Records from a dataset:
****

PR #11815, opened 2022-12-14
TPROD-319 - LeadBundle - Companies

JoshuaEstes:

#### Steps to test this PR:

2. Check that everything related to companies is working as expected - creating, viewing, editing, deleting, merging. Make sure that the correct contacts are shown and that the information is correct. Also check date filters etc.


app/bundles/CoreBundle/Templating/Twig/Extension/AssetExtension.php
```diff
@@ -113,4 +114,9 @@ public function addScriptDeclaration(string $script, string $location = 'head'):
     {
         return $this->assetsHelper->addScriptDeclaration($script, $location);
     }
+
+    public function getCountryFlag($country, $urlOnly = true, $class = '')
```
escopecz: We have PHPSTAN configured to require input and output types for new methods. Please add them like this:
```suggestion
    public function getCountryFlag(string $country, bool $urlOnly = true, string $class = ''): string
```

app/bundles/LeadBundle/Views/Company/company.html.twig
```diff
@@ -0,0 +1,229 @@
...
+    - permissions
+    - engagementData
+    - security
+    - page
+    - totalItems
+    - limit
+#}
+{% extends 'MauticCoreBundle:Default:content.html.twig' %}
+
+{% block headerTitle %}{{ company.name|purify }}{% endblock %}
```
escopecz: Do we need to purify that many fields? It's needed only for fields that can have HTML tags. I don't expect company name or a field label should have a HTML tags so I'd leave it without any filter. Purifying is quite expensive operation.

escopecz (changes requested):

app/bundles/LeadBundle/Views/Company/company.html.twig
JoshuaEstes: I just used the php file as a template and copied over those. I'll go over it and remove a lot of those.

escopecz: Thanks! The PHP templates were using `$this->escape()` to avoid XSS attacks. That's how Twig treats all values by default. Only for the values that need to output some HTML tags like description fields should use purify to avoid XSS attacks while rendering HTML.

daniellord32:
Creating - Works as expected
Editing - works as expected
Merging - works as expected
clone - works as expected
delete - works as expected

From what I can see this is working as expected for companies. The only issue I have come across is that when you quick add a contact the page is not refreshing and the modal is still displayed with greyed out buttons. manually refreshing will show the added contact.

jos0405:
After deleting a company, it still shows in the contact list (Test company was deleted)

image

It's not in the contact's profile either, just on the list above.

mabumusa1 (dismissed):
I tested this PR, 
Creating - Works as expected
Editing - works as expected
Merging - works as expected
Clone - works as expected
Delete - works as expected
View - works as expected.

I think this PR is good to go

mabumusa1:
> After deleting a company, it still shows in the contact list (Test company was deleted)
> 
> image
> 
> It's not in the contact's profile either, just on the list above.

I confirm this issue, but I do not think this is related to this PR, as you can see from the database the primary company name is saved in the database therefore it is displayed in the views. 

I think this needs to engineered in a better way, but it is not related to this specific PR

image

mabumusa1:
> Creating - Works as expected Editing - works as expected Merging - works as expected clone - works as expected delete - works as expected
> 
> From what I can see this is working as expected for companies. The only issue I have come across is that when you quick add a contact the page is not refreshing and the modal is still displayed with greyed out buttons. manually refreshing will show the added contact.

@daniellord32 I think what causes the buttons to grey out is the same reason why the send email to contact is not working (https://github.com/mautic/mautic/pull/11613#issuecomment-1363751866) the cause and symptoms of the issue is the same. it is not related to this PR but it needs a solution

JoshuaEstes:
@daniellord32 

> From what I can see this is working as expected for companies. The only issue I have come across is that when you quick add a contact the page is not refreshing and the modal is still displayed with greyed out buttons. manually refreshing will show the added contact.

The PR is broken out so that it should only touch Company related templates. I can also reproduce the issue on the 5.x branch. I suspect this has something to do with the way templates are implemented, but I haven't done any tests. In my opinion, I think we should create a new ticket for this issue and resolve it outside this ticket. There may be other places where this bug exists.

--- 

@jos0405 

> After deleting a company, it still shows in the contact list (Test company was deleted)

I can reproduce the issue on the 5.x branch as well. I'm not sure if there is a issue created for this, but it would make sense (to me at least) to have one and have this resolved outside this PR.

jos0405:
@JoshuaEstes Thx, good to go for me.
Can you plz somehow address the code coverage issue? - 0.01%?

jos0405 (dismissed):

JoshuaEstes:
@jos0405 I added a test for the `AssetExtension` file. Most of those Twig Extensions are just wrappers so IMHO tests aren't required (assuming the `AssetHelper` is being tested). However, I'm sure there is some value to having tests for those files. Also, I'm not exactly sure why one line in the `ImportController` is no longer covered.

Thanks for the feedback, anything else?

app/bundles/CoreBundle/Tests/Unit/Templating/Twig/Extension/AssetExtensionTest.php
```diff
@@ -0,0 +1,48 @@
...
+    }
+
+    public function testGetCountryFlag(): void
+    {
+        $pathsHelper = $this->getMockBuilder(PathsHelper::class)
+             ->disableOriginalConstructor()
+             ->getMock();
+        $pathsHelper->method('getSystemPath')->willReturn('');
+
+        $assetHelper = new AssetsHelper($this->createPackagesMock());
```
escopecz: The test could be written with shorter syntax if you'd insist on a unit test:
```suggestion
    public function testGetCountryFlag(): void
    {
        $packagesMock = $this->createMock(Packages::class);
        $packagesMock->method('getUrl')
            ->willReturnCallback(fn (string $path) => $path));

        $pathsHelper = $this->createMock(PathsHelper::class);
        $pathsHelper->method('getSystemPath')->willReturn('');

        $assetHelper = new AssetsHelper($this->createPackagesMock());
```

but it might be more valuable and even simpler to call the live service as I'm not quite sure what this test is testing. Something like:

```php
class AssetExtensionTest extends AbstractMauticTestCase
{
    public function testGetCountryFlag(): void
    {
        $assetExtension = self::container->get(AssetExtension::class);
        \assert($assetExtension instanceof AssetExtension);

        Assert::assertSame('whatever the real data should have been returned here', $extension->getCountryFlag('US'));
    }
}
```

escopecz (commented):
Please check my suggestion regarding the test

escopecz:
By clicking through the UI creating, sorting, searching, paginating, cloning, deleting, batch deleting, editing I couldn't see any issue. So once the test (above) is sorted then this is ready to merge.

app/bundles/CoreBundle/Tests/Unit/Templating/Twig/Extension/AssetExtensionTest.php
escopecz: I did the change in https://github.com/mautic/mautic/pull/11815/commits/e9552678e7954c6b3d02234cd8ef8e502773687e so I could merge this. Hope you don't mind.

escopecz (approved):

****

WORK INSTRUCTIONS:
Working from the entries above, return all lines that contain "createPackagesMock".

FINISHED TASK:
+        $assetHelper = new AssetsHelper($this->createPackagesMock());
        $assetHelper = new AssetsHelper($this->createPackagesMock());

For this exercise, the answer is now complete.